PR #324347, opened 2024-07-03
nixos/gdm: Fix fingerprint auth rules

jtojnar:
## Description of changes

We introduced the gdm-fingerprint.pam in 9d41fe6fcc4df838a56b1cfb2512b65e5e655958.

We used the [upstream Arch config] as a template, which contains an extended control field that jumps over **one** immediately-following `auth` rule unless `pam_gdm.so` succeeds.

But we decided to not include `pam_gnome_keyring.so` so there was no rule to skip over, resulting in a broken control flow and the PAM module failing with “PAM bad jump in stack”, breaking the fingerprint authentication in GDM.

Let’s actually add `pam_gnome_keyring.so`, like the Arch config does. Because we are creating the PAM file using the `text` option, `security.pam.services.gdm-fingerprint.enableGnomeKeyring` does not do anything so we need to do it manually.

For the case where gnome-keyring is not enabled, we could add a no-op rule like `optional pam_permit.so` after `pam_gdm.so` so that the branching always has something to jump over but it will be simpler to just make the both conditional. There are no further `auth` rules that could benefit from `pam_gdm.so` doing something so it should be fine.

Unlike in Arch, we are not going to invoke `pam_gnome_keyring.so` in a `session` rule since that is already done by the included `login` module.

Let’s also add a comment about disabling `fprintAuth`, remove no-op `optional pam_permit.so` rule and revert parts of https://github.com/NixOS/nixpkgs/pull/315874 that do not do anything.

[upstream Arch config]: https://gitlab.gnome.org/GNOME/gdm/-/blob/81ee658c11381912131dd4a29e84190f7f9cd039/data/pam-arch/gdm-fingerprint.pam

## Things done

- Built on platform(s)
  - [x] x86_64-linux
  - [ ] aarch64-linux
  - [ ] x86_64-darwin
  - [ ] aarch64-darwin
  - [ ] `sandbox = relaxed`
  - [ ] `sandbox = true`
- [ ] Tested, as applicable:

---

### DIFF
--- a/nixos/modules/services/x11/display-managers/gdm.nix
+++ b/nixos/modules/services/x11/display-managers/gdm.nix
@@ -6,6 +6,7 @@ let
 
   cfg = config.services.xserver.displayManager;
   gdm = pkgs.gnome.gdm;
+  pamCfg = config.security.pam.services;
   settingsFormat = pkgs.formats.ini { };
   configFile = settingsFormat.generate "custom.conf" cfg.gdm.settings;
 
@@ -331,7 +332,10 @@ in
         auth       requisite                   pam_faillock.so      preauth
         auth       required                    ${pkgs.fprintd}/lib/security/pam_fprintd.so
         auth       required                    pam_env.so
-        auth       [success=ok default=1]      ${pkgs.gnome.gdm}/lib/security/pam_gdm.so
+        ${lib.optionalString pamCfg.login.enableGnomeKeyring ''
+          auth       [success=ok default=1]      ${pkgs.gnome.gdm}/lib/security/pam_gdm.so
+          auth       optional                    ${pkgs.gnome-keyring}/lib/security/pam_gnome_keyring.so
+        ''}
 
         account    include                     login
 
--- a/nixos/modules/services/x11/display-managers/gdm.nix
+++ b/nixos/modules/services/x11/display-managers/gdm.nix
@@ -321,13 +321,15 @@ in
         session   include       login
       '';
 
+      # This would block password prompt when included by gdm-password.
+      # GDM will instead run gdm-fingerprint in parallel.
       login.fprintAuth = mkIf config.services.fprintd.enable false;
+
       gdm-fingerprint.text = mkIf config.services.fprintd.enable ''
         auth       required                    pam_shells.so
         auth       requisite                   pam_nologin.so
         auth       requisite                   pam_faillock.so      preauth
         auth       required                    ${pkgs.fprintd}/lib/security/pam_fprintd.so
-        auth       optional                    pam_permit.so
         auth       required                    pam_env.so
         auth       [success=ok default=1]      ${pkgs.gnome.gdm}/lib/security/pam_gdm.so
 
--- a/nixos/modules/services/desktops/gnome/gnome-keyring.nix
+++ b/nixos/modules/services/desktops/gnome/gnome-keyring.nix
@@ -35,15 +35,7 @@ in
 
     xdg.portal.extraPortals = [ pkgs.gnome-keyring ];
 
-    security.pam.services = lib.mkMerge [
-      {
-        login.enableGnomeKeyring = true;
-      }
-      (lib.mkIf config.services.xserver.displayManager.gdm.enable {
-        gdm-password.enableGnomeKeyring = true;
-        gdm-autologin.enableGnomeKeyring = true;
-      })
-    ];
+    security.pam.services.login.enableGnomeKeyring = true;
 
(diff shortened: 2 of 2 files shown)


nixos/modules/services/x11/display-managers/gdm.nix
```diff
@@ -321,21 +322,31 @@ in
...
         auth       requisite                   pam_faillock.so      preauth
         auth       required                    ${pkgs.fprintd}/lib/security/pam_fprintd.so
-        auth       optional                    pam_permit.so
         auth       required                    pam_env.so
         auth       [success=ok default=1]      ${pkgs.gnome.gdm}/lib/security/pam_gdm.so
+        ${lib.optionalString
+          pamCfg.gdm-fingerprint.enableGnomeKeyring
+          "auth       optional                    ${pkgs.gnome-keyring}/lib/security/pam_gnome_keyring.so"}
+        # So that pam_gdm has something to skip over in the default branch when gnome-keyring is disabled.
+        auth       optional                    pam_permit.so
```
Pandapip1, line 340:
```suggestion
        ${if pamCfg.gdm-fingerprint.enableGnomeKeyring then
          "auth       optional                    ${pkgs.gnome-keyring}/lib/security/pam_gnome_keyring.so" else
          # So that pam_gdm has something to skip over in the default branch when gnome-keyring is disabled.
          "auth       optional                    pam_permit.so"}
```
So that the `pam_permit.so` line is only included when it needs to be.

Pandapip1 (approved):
LGTM; one nitpick.

JohnRTitor:
We introduced `gdm-password.enableGnomeKeyring` in #315874 as well, can we make its PAM config more in line with [upstream](https://gitlab.gnome.org/GNOME/gdm/-/blob/main/data/pam-arch/gdm-password.pam)? 
https://github.com/NixOS/nixpkgs/blob/6cb20d80466067bc39c00a02d28f866f0db05965/nixos/modules/services/x11/display-managers/gdm.nix#L304-L309

nixos/modules/services/x11/display-managers/gdm.nix
jtojnar: Hmm, I am split on whether that is easier to read. But it gave me an idea – I wonder if it would make sense to remove the `pam_permit.so` altogether and use something like the following control for `pam_gdm.so`:

```nix
${if pamCfg.gdm-fingerprint.enableGnomeKeyring then "[success=ok default=1]" else "optional"}
```

jtojnar:
Good point, `gdm-password.enableGnomeKeyring = true;` and `gdm-autologin.enableGnomeKeyring = true;` won’t do anything either.

Though, I do not think it makes sense to copy the Arch PAM config as-is everywhere – we already have `pam_gnome_keyring.so` in `login` PAM module.

Actually, maybe, thanks to that, we might not need `pam_gnome_keyring.so` here at all.

I believe Arch skips the `pam_gnome_keyring.so` rule when `pam_gdm.so` fails. But since we were already calling `pam_gnome_keyring.so` in `pam.d/login` without issue even without running `pam_gdm.so`, it is probably fine to get rid of the conditional. After all, the only thing `pam_gdm.so` does is make sure passwords from early boot are available to later rules (same as `pam_systemd_loadkeys.so`, which should replace it). And I would expect the `optional pam_gnome_keyring.so` rule to just fail when a password is not available.

jtojnar:
Actually, never mind – the `gdm-fingerprint.pam` does not contain `auth include login` so we still need to add `pam_gnome_keyring.so` ourselves.

I have mostly reverted https://github.com/NixOS/nixpkgs/pull/315874 since it does not do anything.

We should probably replace `gdm-autologin` with https://gitlab.gnome.org/GNOME/gdm/-/blob/81ee658c11381912131dd4a29e84190f7f9cd039/data/pam-arch/gdm-autologin.pam but I won’t do it here so that we do not block fingerprint support further.

nixos/modules/services/x11/display-managers/gdm.nix
Pandapip1: I agree, that's preferable.

jtojnar: Decided to make both lines conditional instead, since that will be even cleaner. There are no further `auth` rules that could benefit from `pam_gdm.so` doing something.

JohnRTitor (approved):
LGTM

schuelermine:
seems to work fine on my machine when cherrypicked onto nixos-unstable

▶ _Task to carry out_:
Go through the listing above, and whenever a line holds the word "following", copy it.

▶ _Answer area_:
We used the [upstream Arch config] as a template, which contains an extended control field that jumps over **one** immediately-following `auth` rule unless `pam_gdm.so` succeeds.
jtojnar: Hmm, I am split on whether that is easier to read. But it gave me an idea – I wonder if it would make sense to remove the `pam_permit.so` altogether and use something like the following control for `pam_gdm.so`:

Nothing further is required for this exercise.